Sorry, I’m asking this in the context of building a modular app that I can then run jlink or jpackage on. (I *think* I understand automatic modules.)  However, a workflow that will run perfectly fine with JDK 9 & 10 can’t easily be ported to JDK 11 because jlink can't work with automatic modules and java.activation is no-longer available as an explicit module (until the issue you cited is fixed, but note that the module name has changed, thus requiring a stub module for modules that are expecting a module named java.activation).  

> 
>> 
>> I don’t know of many applications outside of those included in the JDK (where dependencies are not an option) that this restriction actually applies to.  In fact since Java 11 there is a regression where applications that could be built as modular with JDK 9 & 10 no longer can be, because the java.activation module was removed and no modular replacement is available.  Many dependency chains lead to java.activation.
> The JavaBeans Activation Framework (JAF) was always maintained as a project in Java EE, never here.

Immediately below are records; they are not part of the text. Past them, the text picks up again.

PR #2766, opened 2026-09-19
fix(api): preserve content length for torrent file downloads

schwarz:
## Description

Torrent content downloads went through the HTTP compressor, which drops Content-Length and strips the incoming Range header. Browsers could not show download progress or resume a file.

Compression now applies per route group instead of at the router root. The torrent content download route and the three SSE routes (`/stream`, `/logs/stream`, `/instances/{instanceID}/rss/events`) register in a group that keeps the raw writer, so `http.ServeContent` reports the file size and serves byte ranges, and stream events flush without the compressor's buffer. Every other route, including JSON, log files, Swagger, health, the proxy, and the web UI, still compresses. `/stream` keeps its own gzip through `gzipSessionWriter`.

The old Accept-header bypass and the path predicate are gone. The SSE routes are now uncompressed regardless of the Accept header, and a non-SSE route requested with `Accept: text/event-stream` compresses like any other.

## How has this been tested?

The compression tests in `internal/api/server_compression_test.go` rebuild each route's middleware chain from the production router around a stub handler. They cover the full and range download, the three SSE routes with and without `Accept: text/event-stream` (event delivered at flush, write deadline reachable), JSON and log file responses still gzipped, authentication on the uncompressed group, and two top-level routes (`/health` and the web root) that must stay on the compressed router. The download test proves the middleware chain, not the handler; the handler ends in `http.ServeContent`, so the chain is what needed proving.

Field test on a local rig (throwaway qBittorrent 5.x container seeding a 3,000,000 byte file, qui built from this branch): `GET .../files/0/download` with `Accept-Encoding: gzip` returned `200`, `Content-Length: 3000000`, `Accept-Ranges: bytes`, no `Content-Encoding`, body byte-equal to the file. `Range: bytes=100-199` returned `206`, `Content-Length: 100`, `Content-Range: bytes 100-199/3000000`. The same two requests against a develop binary (`v1.29.0-38-g3df380b9`) returned `200` with `Content-Encoding: gzip`, `Transfer-Encoding: chunked`, no Content-Length, and the whole file for the range request. `/api/logs/stream` and `/api/instances/1/rss/events` delivered their first event within 3 s uncompressed; `/api/stream?activity=1` delivered a heartbeat with its own gzip. `/api/openapi.json` and `/` still returned `Content-Encoding: gzip`.

## Performance

Compared merge-base `07b62da4` with `0510d8ff` using a temporary benchmark with each revision's middleware, Chi, ServeContent, and the production gzip settings. Measurements were repeated five times.

For the video sample, the response grew from 321.14 MiB to 323.12 MiB: an increase of only 1.98 MiB (0.62%). HTTP compression provided little additional size reduction for this already compressed video. A 4 MiB incompressible binary sample also showed no meaningful size increase. Regular JSON API responses produced identical compressed response sizes.

Round 2 (route groups): JSON, log, and SSE timings stayed within measurement noise. Full incompressible downloads improved from 0.896 to 0.558 ms; range requests now send only the requested bytes. Route wrappers add 8,842 allocated bytes (+0.059%) and 171 allocations per router at startup, with no measurable construction-time regression.

The bandwidth impact depends on the file contents: highly compressible files, such as plain text, transfer larger without compression. Downloads continue to stream without buffering the entire file.

## Checklist

## AI disclosure

Yes, hic sunt dracones. The new implementation and test code were AI-written using Codex & Astra/Sol, with human direction and review. Codex also carried out the performance measurements and wrote most of this PR description. The maintainer follow-up commit (boundary comments, top-level route coverage in the test, field test) was AI-assisted with Claude.

## Summary by CodeRabbit

* **Bug Fixes**
  * Fixed compression-related issues affecting torrent downloads, event streams, and log streams.
  * Preserved reliable streaming behavior, including timely flushing and write deadlines.
  * Ensured protected download and streaming endpoints continue requiring authentication.

* **Performance**
  * Enabled gzip compression for larger API, documentation, health, and log responses when supported.
  * Kept small responses and real-time streams uncompressed to reduce overhead and maintain compatibility.


s0up4200 (changes requested):

Thanks, the fix is right and the tests prove it. I checked the premise against `httpcompression@v0.0.9`: adapter.go:89 deletes the request `Range` header before the handler runs, and response_writer.go:161 deletes `Content-Length` when compression starts. Both new subtests fail on develop and pass on this branch.

## Standards

**The path matcher rebuilds what chi knows.** `isTorrentContentDownload` at `internal/api/server.go:814` derives the mount prefix from `baseURL`, then splits and checks six segments by hand. `r.Mount(apiMount, apiRouter)` at `internal/api/server.go:771` computes that same prefix, so one fact now lives in two places and whoever changes one breaks the other. The three `!= ""` segment checks add nothing: a path with an empty segment cannot reach the download handler, so bypassing compression for it changes no behavior.

Two ways out, pick either:

- Ask the router. `router.Find(chi.NewRouteContext(), req.Method, req.URL.Path)` returns the route pattern, so the predicate becomes one string compare against `"/api/instances/{instanceID}/torrents/{hash}/files/{fileIndex}/download"` under the mount, and it follows `baseURL` for free.
- Skip the predicate. Move the compressor off the root mux and apply it per group with `r.With`, leaving the download route unwrapped.

**Optional: three sibling routes have the same defect.** `internal/api/handlers/backups.go:1135` (backup run and backup blob downloads) and `internal/api/handlers/logs.go:166` call `http.ServeContent` behind the same compressor, so they lose `Content-Length` and cannot serve ranges either. I do not need that in this PR. If you pick the per-group approach, covering them costs nothing extra, so take it if it falls out.

## Spec

The description says the new route check will *"keep the compression bypass aligned with the production endpoint."* The subtest at `internal/api/server_test.go:112` hardcodes the same path literal in both assertions, so nothing comes from the router. A route move trips `router.Find`, but no assertion feeds the predicate what the router serves. That makes it a tripwire, which has some value. If you go with the `router.Find` predicate above, the check holds by construction and can go. Either way I would move it out of `TestAllEndpointsDocumented`, whose subject is swagger coverage, into `server_compression_test.go`.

In any case, you can download JAF from Maven and deploy it on the module path, it should just work. The only issue with link time where it needs to be migrated to an explicit module before it can be linked into a run-time image. There is an issue in its Eclipse project to migrate it to an explicit module [1].

This issue breaks many cases where jlink used to work.  This is why I refer to the current state of things as a regression.  It’s more than a simple matter of obtaining the replacement module for the modules that were removed from the JDK - because no such modules currently exist.

Even if you modularize your library or application - you can’t run jlink on it if the dependency chain ever leads to an automatic module.  Therefore jpackage and jlink tools can’t work on projects that they previously could work on due to the changes in the JDK being made without a suitable replacement ready for java.activation.  Somehow java.activation became un-modularized in the process of removing it from the JDK.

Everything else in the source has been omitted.